• ABOUT THIS TASK: From the listing that follows, report the number of lines with the word "rotemavni" in them, and no other output.

§ §

PR #3007, opened 2022-05-24
fix CKV_AZURE_116 to reflect changes in v2.97.0 of Terraform Azure provider

### LINKED ISSUE #3006: CKV_AZURE_116 fails with Terraform Azure provider >= v.2.97.0
**Describe the issue**
This issue is regarding CKV_AZURE_116.
Since v2.97.0 of the Azure Terraform provider, the Azure policies add-on is enabled by setting

```terraform
azure_policy_enabled = true
```

as a top-level property in a `azurerm_kubernetes_cluster` resource definition, instead of the following

```terraform
addon_profile {
  azure_policy {
    enabled = true
  }
}
```
The check should be updated to reflect the change.

**Examples**
```terraform
resource "azurerm_kubernetes_cluster" "example" {
  azure_policy_enabled = true
}
```
should pass the check for CKV_AZURE_116.

**Version:**
2.0.1160

**Additional context**
None

I will submit a PR to fix this.

dommaes:
fixes #3006 

Unfortunately, I couldn't find the place to update the docs at https://docs.bridgecrew.io/docs/ensure-that-aks-uses-azure-policies-add-on. If someone can point me to the corresponding place, I will also update the docs.

### DIFF
--- a/checkov/terraform/checks/resource/azure/AKSUsesAzurePoliciesAddon.py
+++ b/checkov/terraform/checks/resource/azure/AKSUsesAzurePoliciesAddon.py
@@ -11,7 +11,7 @@ class AKSUsesAzurePoliciesAddon(BaseResourceValueCheck):
         super().__init__(name=name, id=id, categories=categories, supported_resources=supported_resources)
 
     def get_inspected_key(self):
-        return "addon_profile/[0]/azure_policy/[0]/enabled"
+        return "azure_policy_enabled"
 
 
 check = AKSUsesAzurePoliciesAddon()
--- a/checkov/terraform/checks/resource/azure/AKSUsesAzurePoliciesAddon.py
+++ b/checkov/terraform/checks/resource/azure/AKSUsesAzurePoliciesAddon.py
@@ -1,8 +1,10 @@
-from checkov.common.models.enums import CheckCategories
-from checkov.terraform.checks.resource.base_resource_value_check import BaseResourceValueCheck
+from typing import Dict, List, Any
+
+from checkov.common.models.enums import CheckCategories, CheckResult
+from checkov.terraform.checks.resource.base_resource_check import BaseResourceCheck
 
 
-class AKSUsesAzurePoliciesAddon(BaseResourceValueCheck):
+class AKSUsesAzurePoliciesAddon(BaseResourceCheck):
     def __init__(self):
         name = "Ensure that AKS uses Azure Policies Add-on"
         id = "CKV_AZURE_116"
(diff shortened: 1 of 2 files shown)


gruebel:
hi @dommaes thanks for the contribution 🚀 the docs are separate from the repository and you just need to click on **Suggest Edits**
regarding your changes, I'm totally up for only supporting the newer provider versions, but sadly our users need usually a bit longer to adapt to the new changes. I have to consult with my colleagues on how to best approach the transition time.
But thanks a lot for contributing and I will get back to you 🍻

dommaes:
Thanks for the explanation, I totally get that.

In order to support both the old and the new version, what about reading the provider version from the Terraform lock file?
With that it would be possible to implement the check in a version dependent way.

I suppose this would turn out to be a bit more complex than it sounds.
Still, any thoughts on that?

rotemavni:
Hi @dommaes, thank you for your contribution!
I have a suggestion on how to support both versions.

Currently the check extends `BaseResourceValueCheck` and my suggestion is to convert it to `BaseResourceCheck`. The check will check if one of the attributes exists and equals `True`. 
In case one of the attributes exist, set `self.evaluated_keys = [<found attribute>]`.

What do you think about this idea?

dommaes:
I implemented your suggestion, thanks a lot for that @rotemavni! =)

checkov/terraform/checks/resource/azure/AKSUsesAzurePoliciesAddon.py
```diff
@@ -1,17 +1,31 @@
...
+        azure_policy_enabled = conf.get("azure_policy_enabled", [None])[0]
+        if azure_policy_enabled:
+            self.evaluated_keys = ["azure_policy_enabled"]
+            return CheckResult.PASSED
+        # up to and including Azure provider v2.96.0
+        addon_profile = conf.get("addon_profile", [None])[0]
+        if addon_profile and isinstance(addon_profile, dict):
+            azure_policy = addon_profile.get("azure_policy", [None])[0]
+            if azure_policy and isinstance(azure_policy, dict) and azure_policy.get("enabled", [None])[0]:
+                self.evaluated_keys = ["addon_profile/[0]/azure_policy/[0]/enabled"]
```
gruebel, line 26:
```suggestion
        self.evaluated_keys = ["addon_profile/[0]/azure_policy/[0]/enabled"]
        addon_profile = conf.get("addon_profile", [None])[0]
        if addon_profile and isinstance(addon_profile, dict):
            azure_policy = addon_profile.get("azure_policy", [None])[0]
            if azure_policy and isinstance(azure_policy, dict) and azure_policy.get("enabled", [None])[0]:
```
just move the `evaluated_keys` to the beginning of the condition check 🙂

gruebel (commented):
other than that, great job 🚀

checkov/terraform/checks/resource/azure/AKSUsesAzurePoliciesAddon.py
dommaes: Done, thanks for the suggestion =)

gruebel (approved):
thanks, great work 🥇

rotemavni (approved):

§ §

• EXERCISE RESPONSE: 3